Task prompt -> Look through the lines below and extract any with the word "function".

Supplied entries ->
-- -- --

PR #1079, opened 2019-07-08
signAndSend with options & callback

jacogr:
@amaurymartiny Does this align with your new types - had the add the missing options + callback variant.

### DIFF
--- a/packages/api/src/SubmittableExtrinsic.ts
+++ b/packages/api/src/SubmittableExtrinsic.ts
@@ -76,11 +76,11 @@ export interface SubmittableExtrinsic<ApiType> extends IExtrinsic {
 
   sign (account: IKeyringPair, _options: Partial<SignatureOptions>): this;
 
-  signAndSend (account: IKeyringPair | string | AccountId | Address, options?: Partial<Partial<SignatureOptions>>): SumbitableResultResult<ApiType>;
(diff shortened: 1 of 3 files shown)


packages/api/src/SubmittableExtrinsic.ts
```diff
@@ -181,13 +184,13 @@ export default function createSubmittableExtrinsic<ApiType> (
         }
       },
       signAndSend: {
-        value: function (account: IKeyringPair | string | AccountId | Address, _options?: Partial<Partial<SignatureOptions>> | Callback<ISubmittableResult>, statusCb?: Callback<ISubmittableResult>): SumbitableResultResult<ApiType> | SumbitableResultSubscription<ApiType> {
+        value: function (account: IKeyringPair | string | AccountId | Address, optionsOrStatus?: Partial<Partial<SignatureOptions>> | Callback<ISubmittableResult>, statusCb?: Callback<ISubmittableResult>): SumbitableResultResult<ApiType> | SumbitableResultSubscription<ApiType> {
```
amaurymartiny: unless I'm missing something, `Partial<Partial<T>> === Partial<T>`

jacogr: I dunno why it is like that, copied from the line above. We were both blind letting that slip in. Me now ... twice...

-- -- --

Finished task ->
@@ -181,13 +184,13 @@ export default function createSubmittableExtrinsic<ApiType> (
-        value: function (account: IKeyringPair | string | AccountId | Address, _options?: Partial<Partial<SignatureOptions>> | Callback<ISubmittableResult>, statusCb?: Callback<ISubmittableResult>): SumbitableResultResult<ApiType> | SumbitableResultSubscription<ApiType> {
+        value: function (account: IKeyringPair | string | AccountId | Address, optionsOrStatus?: Partial<Partial<SignatureOptions>> | Callback<ISubmittableResult>, statusCb?: Callback<ISubmittableResult>): SumbitableResultResult<ApiType> | SumbitableResultSubscription<ApiType> {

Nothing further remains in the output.